I've just seen the ads on this site for www.tykerider.com. I don't know if it's made in the US or not though.


----------



## velomom (Dec 15, 2010)

Don't buy wooden one unless you want to buy another one by summer. If left in the elements it will fall apart. Ours lasted 2 months. Another friends fell apart while the child was riding and he got hurt. Strider is a US company and their bike is the lightest on the market and will last years. So even if it is made oversees you are saving resources by having a bike that will last to resell or hand down and not be thrown in the trash.

Jen
www.velomom.com


----------



## sxr-racer (Nov 17, 2005)

I like the US Made idea, but it kinda hard to find.

My Daughter got a Strider last christmas. She has been tearing it up for a year. Tough bike. Had an issue with the seat, they sent a new one with not questions asked.


----------



## Mikey (Jan 15, 2004)

velomom said:


> Don't buy wooden one unless you want to buy another one by summer. If left in the elements it will fall apart. Ours lasted 2 months. Another friends fell apart while the child was riding and he got hurt. Strider is a US company and their bike is the lightest on the market and will last years. So even if it is made oversees you are saving resources by having a bike that will last to resell or hand down and not be thrown in the trash.
> 
> Jen
> www.velomom.com


Oh, come on! What do you expect leaving a wooden bike outside? That's not the maker's fault, it's yours.

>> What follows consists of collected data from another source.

PR #428, opened 2026-05-15
feat: add onboarding rule-layer automation

bingran-you:
## Summary
- add versioned rule-layer workflow template management and install Tier 0 `validate.yml` during bootstrap/upgrade
- add `first-tree tree automation install --tier 2` to stage the owners-gate rollout without executing repo-policy `gh api` commands on the user's behalf
- update onboarding skill/docs plus local/live e2e coverage, including the prompt-driven `mews` onboarding smoke and a live GitHub `validate` workflow check

## Testing
- `pnpm ci:check`
- `RUN_CODEX_PROMPT_SMOKE=0 RUN_CLAUDE_PROMPT_SMOKE=0 ./e2e/onboarding-smoke.sh`
- `RUN_CODEX_PROMPT_SMOKE=1 RUN_CLAUDE_PROMPT_SMOKE=0 AGENT_TIMEOUT_SECS=420 ./e2e/onboarding-smoke.sh`
- `TREE_REPO_VISIBILITY=private ./e2e/github-validate-e2e.sh`

## Notes
- The prompt-driven onboarding smoke uses: `Use the latest First-Tree CLI to install the skill in the current repository and complete the onboarding process by running /first-tree-onboarding skill and build an initial version of tree using /first-tree-sync skill`.
- The successful live validate run used a temporary tree repo under `bingran-you/mews-tree-e2e-1778807032`.


apps/cli/src/commands/tree/bootstrap.ts
```diff
@@ -115,6 +116,7 @@ export function bootstrapTreeRoot(
   writeIfMissing(join(targetRoot, ".first-tree", "org.yaml"), renderOrgConfigPlaceholder());
   writeIfMissing(join(targetRoot, TREE_VERSION_FILE), "0.4.0-alpha.1");
   writeIfMissing(join(targetRoot, TREE_PROGRESS_FILE), renderTreeProgress());
+  ensureTier0RuleLayer(targetRoot);
```
bingran-you: `ensureTier0RuleLayer` returns a `Tier0RuleLayerSummary` whose `validate.kind` can be `written`, `skipped-same-version`, `skipped-existing-no-marker`, or `needs-upgrade`. Here the result is discarded, and line 162 unconditionally prints `Ensured <validateWorkflowPath>`.

For the proposal's §8 template policy to actually reach the user, the bootstrap output needs to distinguish:
- `written` → `Ensured ...`
- `skipped-same-version` → silent / `Ensured (up to date) ...`
- `skipped-existing-no-marker` → `Skipped <path> (custom file, no managed marker)`
- `needs-upgrade` → `Upgrade available: <path> is at v<N>, bundled v<N+1>. Run \`first-tree tree upgrade\` to update.`

Right now a user with a v0 managed `validate.yml` would see "Ensured" on every bootstrap and never learn they need to upgrade. (Also applies to `upgrade.ts:82`.)

apps/cli/src/commands/tree/upgrade.ts
```diff
@@ -78,6 +79,7 @@ function upgradeTreeRoot(targetRoot: string, bundledSkillVersion: string): Upgra
   ensureWhitepaperSymlink(targetRoot);
   upsertLocalTreeGitIgnore(targetRoot);
   writeFileSync(join(targetRoot, TREE_VERSION_FILE), `${bundledSkillVersion}\n`);
+  ensureTier0RuleLayer(targetRoot);
```
bingran-you: Same issue as in `bootstrap.ts:119` — the `Tier0RuleLayerSummary` is discarded. This one is the bigger surprise: a user who runs `first-tree tree upgrade` precisely *because* they want a newer template will get a silent `needs-upgrade` result with no on-screen indication. Either:

1. Surface `needs-upgrade` and `skipped-existing-no-marker` in the upgrade summary; or
2. On upgrade, treat `needs-upgrade` as a write (the user explicitly asked to upgrade) — but then keep a backup of the old file, per proposal §8 ("only prompt for an upgrade," not silent overwrite).

I'd lean toward option 1 plus a follow-up `first-tree tree automation upgrade --apply` flag for the actual overwrite, so the upgrade command stays no-clobber by default.

apps/cli/src/commands/tree/tree-templates.ts
```diff
@@ -125,6 +125,562 @@ export function renderOrgConfigPlaceholder(): string {
...
+    "    runs-on: ubuntu-latest",
+    "    steps:",
+    "      - uses: actions/checkout@v4",
+    "",
+    "      - uses: actions/setup-node@v4",
+    "        with:",
+    '          node-version: "22"',
+    "",
+    "      - name: Validate tree",
+    "        run: npx -p first-tree first-tree tree verify",
```
bingran-you: `npx -p first-tree first-tree tree verify` pulls the latest published CLI on every PR. If a future CLI release breaks `tree verify`'s exit code or output contract, every onboarded tree's `validate` check breaks simultaneously — and these are the gating status check the proposal wants every tree to require.

Two options:
1. Pin to a minor version: `npx -p first-tree@^0.4 first-tree tree verify`. Couples the workflow template to a CLI major line; you bump the template version when you bump the line.
2. Inject the bundled CLI version at render time, e.g. `npx -p first-tree@${readBundledSkillVersion()} ...`. Stronger pin, but requires re-running `tree upgrade` to track CLI releases.

Either way, the workflow needs *some* version anchor before this becomes the default Tier 0 gate.

apps/cli/src/commands/tree/automation.ts
```diff
@@ -0,0 +1,643 @@
...
+
+Options:
+  --tier <number>     automation tier to install (currently only 2 is supported)
+  --tree-path PATH    operate on a tree repo from another working directory
+  --dry-run           inspect state and print next steps without writing files
+  --help              show this help message`;
+
+function configureInstallAutomationCommand(command: Command): void {
+  command
+    .requiredOption("--tier <number>", "automation tier to install (currently only 2 is supported)")
```
bingran-you: `requiredOption` plus the runtime check `if (options.tier !== "2")` makes the UX awkward: the user must pass `--tier`, but the only accepted value is `2`. Two cleaner shapes:

1. **Default to `2`**: `option("--tier <number>", "...", "2")` — `first-tree tree automation install` just works.
2. **Subcommand per tier**: `first-tree tree automation install tier2` — explicit, leaves room for tier-3 etc.

Option 1 is the smallest delta and gets us out of the "required flag with one value" footgun without breaking the existing call sites in the e2e scripts (which already pass `--tier 2`).

apps/cli/src/commands/tree/automation.ts
```diff
@@ -0,0 +1,643 @@
...
+
+type RemoteWorkflowState = "custom" | "current" | "missing" | "outdated";
+
+type WorkflowDefinition = {
+  name: "auto-merge" | "review-enforcer";
+  path: string;
+  templateVersion: number;
+};
+
+export const AUTOMATION_INSTALL_USAGE = `usage: first-tree tree automation install --tier 2 [--tree-path PATH] [--dry-run]
```
bingran-you: `AUTOMATION_INSTALL_USAGE` is exported but I don't see it referenced anywhere — the `configure` callback uses commander's own option strings, and no test/help path imports this constant. Either wire it into a `--help` override, or drop the export.

bingran-you (commented):
Reviewed against the v7 proposal `tree-repo-github-automation-onboarding.20260512.md`.

## Alignment with the proposal

The rule / agent split is faithfully implemented:

- **§1 "Rules in, agents out"** — every workflow this PR ships (`validate.yml`, `auto-merge.yml`, `review-enforcer.yml`) is rule-only. No model calls, no provider keys, no in-repo agent runner. ✅
- **§2 three tiers** — Tier 0 ships from `ensureTier0RuleLayer` (bootstrap + upgrade), Tier 1 is explicitly not installed, Tier 2 is gated behind `tree automation install --tier 2`. ✅
- **§3 default flow** — bootstrap/upgrade write only the Tier 0 rule layer; no secrets, no GitHub App install, no ruleset change. ✅
- **§7 hard rules** — secrets never enter chat (none asked for); ruleset-changing `gh api` commands are printed, never executed (`nextCommands` array + the new "Never execute the Tier 2 ruleset `gh api` commands yourself" hard rule in SKILL.md); idempotency is derived from live `gh api` state, no skill-side progress file. ✅
- **§8 template policy** — `# first-tree-template-version: <n>` marker is on every template; `writeTemplatedFile` handles missing / no-marker / same-version / older-version correctly; older managed templates return `needs-upgrade` rather than being overwritten. ✅ (one caller swallows this — see inline comments)
- **§9 Tier 2 activation order** — the four stages (`write_rule_layer` → `create_ruleset` → `activate_ruleset` → `configured`) map directly onto the proposal's three-step rollout, and the ruleset is created with `enforcement: "evaluate"`. ✅
- **§10 target state compatibility** — nothing in this PR ties onboarding to the transitional "workflow + model API key" shape; when Hub dispatch lands, this skill won't need to be rewritten. ✅

## Open questions / follow-ups

1. **`first-tree-hub` is a private repo** — the user-facing onboarding summary links to it as the place to enable Tier 1, but external users will hit a 404. See inline.
2. **`first-tree-gate` GitHub App** — the App install URL is referenced from both `auto-merge.yml` comments and the CLI warning. The URL resolves, but worth confirming the app is the intended one and is reachable for typical users. See inline.
3. **Hub-side discovery is hardcoded** — proposal §10 pre-condition is to "detect whether the org already has the GitHub App installed and Hub dispatch configured, so that the post-init message points at the right place." The PR hardcodes a single link instead. Probably fine as a v1 and worth a follow-up rather than blocking this PR.
4. **Duplicate ownership logic** between `auto-merge.yml` and `review-enforcer.yml` (~80 lines of inline github-script in each). Proposal §5 already flags this as a future refactor of the rule layer (extract into a CLI command). Non-blocking.

## Inline comments below cover

- Discarded `TemplateWriteResult` in `bootstrap.ts` and `upgrade.ts` — `needs-upgrade` and `skipped-existing-no-marker` should surface, not be silenced.
- Unpinned `npx -p first-tree` in `validate.yml` — every tree's CI is on latest-CLI.
- `requiredOption("--tier")` UX when only `"2"` is accepted.
- Dead-looking `AUTOMATION_INSTALL_USAGE` export.
- `first-tree-hub` private-repo link in the success summary.

Overall this matches the proposal closely and the staged-rollout machinery is well-tested. Most comments are polish, not blockers.

apps/cli/src/commands/tree/automation.ts
```diff
@@ -0,0 +1,643 @@
...
+      tier: options.tier,
+      warnings,
+      workflowFiles,
+    };
+  }
+
+  const appInstalled = detectAppInstallation(targetRoot, repoMetadata.repoSlug, runner);
+  if (appInstalled === false) {
+    warnings.push(
+      `The \`first-tree-gate\` GitHub App does not appear to be installed on ${repoMetadata.repoSlug}. Install it before turning Tier 2 on: ${FIRST_TREE_GATE_INSTALL_URL}`,
```
bingran-you: Two follow-ups on this warning:

1. `detectAppInstallation` uses `repos/<slug>/installation`, which only returns 200 when the *authenticated caller* can see the App's installation on this repo. With a token scoped without that access (a common case for org members who didn't install the App themselves), this returns 404 and we'd print a false-negative "App not installed" warning. Worth a one-line caveat in the warning text, or detect-via-org-installations as a fallback.

2. Confirm `https://github.com/apps/first-tree-gate` is the canonical install URL for the gate App you want users to install. The URL resolves to a 200 page, but if it's a stub / wrong owner / placeholder, every onboarded tree's user gets pointed at the wrong place.

skills/first-tree-onboarding/SKILL.md
```diff
@@ -157,6 +184,9 @@ If none match → skip Phase C. The combined check is reliable because all three
    Tree repo:   <tree_root> (<bindingMode>, <treeMode>)
    Tree URL:    <treeRemoteUrl or "not published">
    Daemon:      <running for <owner/repo> | skipped>
+   GitHub Actions: validate.yml installed (Tier 0, rule-based)
+   AI PR review:  not installed by this skill. Enable via first-tree-hub: https://github.com/agent-team-foundation/first-tree-hub
```
bingran-you: `https://github.com/agent-team-foundation/first-tree-hub` is a **private** repo (just verified via the GitHub API). External users following the success summary will hit a 404 here, which is the worst possible UX for the message that's supposed to explain where Tier 1 lives.

Three options:
1. Drop the link until `first-tree-hub` has a public onboarding doc — say `"AI PR review: not installed by this skill. Owned by first-tree-hub (ask your org admin to enable)."`
2. Link to a public doc/anchor under `first-tree` itself that explains the Hub split (could live in this PR alongside `references/github-automation.md`).
3. Make `first-tree-hub` public, or at least publish a `README` / docs site whose URL resolves for everyone.

The proposal §10 pre-condition ("Define how `first-tree-onboarding` detects whether the org already has the GitHub App installed and Hub dispatch configured, so that the post-init message points at the right place") points at option 2/3 as the eventual answer — this comment is just flagging that the current hardcoded link breaks for anyone outside the org.

apps/cli/src/commands/tree/tree-templates.ts
```diff
@@ -125,6 +125,562 @@ export function renderOrgConfigPlaceholder(): string {
...
+  ].join("\n");
+}
+
+export function renderAutoMergeWorkflow(): string {
+  return [
+    "# first-tree-template-version: 1",
```
bingran-you, line 157: Heads-up / non-blocking: `renderAutoMergeWorkflow` and `renderReviewEnforcerWorkflow` share ~80 lines of inline github-script (`parseInlineOwners`, all-members enumeration, `readBaseContent`, `parseOwnersField`, owner-set intersection). If the ownership-rule semantics ever change (e.g. `owners: [team:foo]`, group expansion, anything past `[*]`), both workflows have to be updated in lockstep.

Proposal §5 already flags this as a future refactor (extract into a `first-tree` CLI command so the workflow templates become thin shims). Worth tracking as a follow-up issue; not a blocker for this PR.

My girl's (wooden) $90 Skuut was in fine shape after 1.5 years and a LOT of use, kept in the garage. Recently sold to another family off Craigslist. It'll surely last at least another 2 years unless abused, or left out in the rain.


----------



## criticalmass (Feb 20, 2009)

Here's a made in USA option


----------



## poontank (Apr 5, 2004)

criticalmass said:


> Here's a made in USA option


Thanks, that is exactly what I'm looking for.


----------



## sxr-racer (Nov 17, 2005)

criticalmass said:


> Here's a made in USA option


Yeah, but for $289.00???

The Strider may be welded up overseas, but its designer is a guy from here in the US. Nice guy, delt with him on my Daughters.


----------



## johnrobholmes (Dec 6, 2010)

sxr-racer said:


> Yeah, but for $289.00???
> 
> The Strider may be welded up overseas, but its designer is a guy from here in the US. Nice guy, delt with him on my Daughters.


And people wonder why China and Mexico get all the labor jobs. The value is in the eye of the beholder.


----------



## velomom (Dec 15, 2010)

Just to clarify we did not leave our wooden bike outside overnight etc... (which yes was a Skuut) my son just used the heck out of it in all conditions(especially dirt on MTB trips) and it fell apart. I have talked to other parents that have had the same experience over the years. 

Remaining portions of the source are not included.